Usually, estimates serve to compress information. Their job is to extract from a large set of data the pertinent pieces of information required to make a good decision. For example, the receiving circuitry of a radar gathers a very large amount of information about what objects are around it, but in a form which is too difficult for humans to process manually. The familiar graphical display produced by a radar results from processing the received signal and extracting out the features we are interested in. Even in estimating the height of a tree, this is true. The full information is the complete sequence of images our eyes see as we look up at the tree; we compress this information into a single number (we hope is) related to the height of the tree.

Initially then, there is no role for estimation theory. We have data (also commonly referred to as observations) and we wish to make an informed decision. A standard and widely applicable framework for making decisions is to determine first how to measure the goodness of a decision and then endeavour to construct a decision rule (which takes as input the available data and outputs the recommended decision to make) which can be shown, in a probabilistic framework, to make good decisions the majority of the time. A key point is that theoretically, we should use all the data available to us if we wish to make the best decision possible. (Old habits die hard. It is tempting to reason thus: If I knew what the temperature will be tomorrow then I know what clothes to pack, therefore, I will base my decision on my “best guess” of tomorrow’s temperature. This is not only sub-optimal, it is also ill-posed because the only way to define what a “best guess” is, is by starting with the decision problem and working backwards.)

There are two pertinent questions, one a special case of the other, caused by the undesirability of returning to the full set of data each time we wish to make another decision. (Imagine having to download the global weather observations and process them using a super-computer to decide what clothes to wear tomorrow, only to repeat this with a different decision-making algorithm to decide whether or not to water the garden.)

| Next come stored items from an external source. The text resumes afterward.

Issue #2484, opened 2023-07-15
Input and output pins shall not be detachable from an action


sz332:
### Describe the bug
Input and output pins are belonging to an action. Free floating pins do not make any sense. It should be not allowed.

### To Reproduce

- Create an activity diagram
- Add input or output pin
- Drag and drop pin
- Pin is free floating

### Expected behavior
When pin is added to an activity it cannot be moved out from the action but only deleted

### Screenshots
![image](https://github.com/gaphor/gaphor/assets/8182138/1e1cfbb5-565b-4456-94e6-028180678d48)

### OS
- [X] Linux (latest)
- [ ] macOS
- [ ] Windows

### Version
Version of Gaphor: main branch

marek-piirikivi:
Would this be an acceptable solution? If "yes", I'll prepare a pull request (if someone is not already working on it. And I suppose I'll also apply similar behavior on the ports as well.



https://github.com/gaphor/gaphor/assets/45357878/85e9e54e-79d7-46c5-8e1e-de49246f3c62

sz332:
Yes, absolutely, it works totally as expected. Please prepare a PR.

sz332:
Solved in #2542, closing the issue.

Issue #2450, opened 2023-07-10
Disallow free-floating ports for SysML


sz332:
### Describe the solution you'd like
1, Ports cannot exist without a container, so creating a port not as part of a "block" should be disallowed.
2, When a port is added to a block, it shall be added to the outside line.
3, When a port as part of the block is being moved, it shall move only around the border, not inside or outside.

amolenaar:
The way you describe it, it looks a lot like Parameters on Activities: edit delete parameters in the Property Editor. Are you proposing a similar approach for ports?

sz332:
I would simplify the possible actions a user can do to the following:

Adding a new port:

- Select a port icon on the toolbar
- Click outside a non-block element's boundary: nothing happens
- Moves the mouse to the boundary of the block: show rectangle. Clicks: display port on the edge.
- Moves the mouse inside the block and clicks: add ports to the edge.

To move a port around:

- Is there a satisfactory (but perhaps sub-optimal) method for processing the data into a compact and more convenient form allowing for many different decisions to be made more easily by virtue of being based only on this compact summary of the original data?
- Are there any conditions under which the data can be processed into a more compact form without inducing a loss of optimality in any subsequent decision rule?

In fact, the mathematics used in estimation theory is precisely the mathematics required to answer the above two questions. The mathematics is the same, the results are the same, but the *interpretation* is different. The true role of estimation theory is to provide answers to these questions. There are many situations where it seems that this has been forgotten or is not known though.

The answer to the second question can be found in statistical textbooks under the heading of sufficient statistics. The rest of statistics, by and large, represents our endeavours to answer the first question. Indeed, we routinely go from data to an “estimator” to making a decision. When the Bureau of Meteorology forecasts tomorrow’s weather, they are doing precisely what is described in the first question.

In virtue of the above discussion, I advocate thinking of “estimators” as “approximate sufficient statistics”. They serve to answer the first question above when a sufficiently convenient sufficient statistic (the answer to the second question) cannot be found or does not exist.

By shifting from thinking in terms of “estimators” to “approximate sufficient statistics”, I hope to show in subsequent articles that this leads to clarity of thought.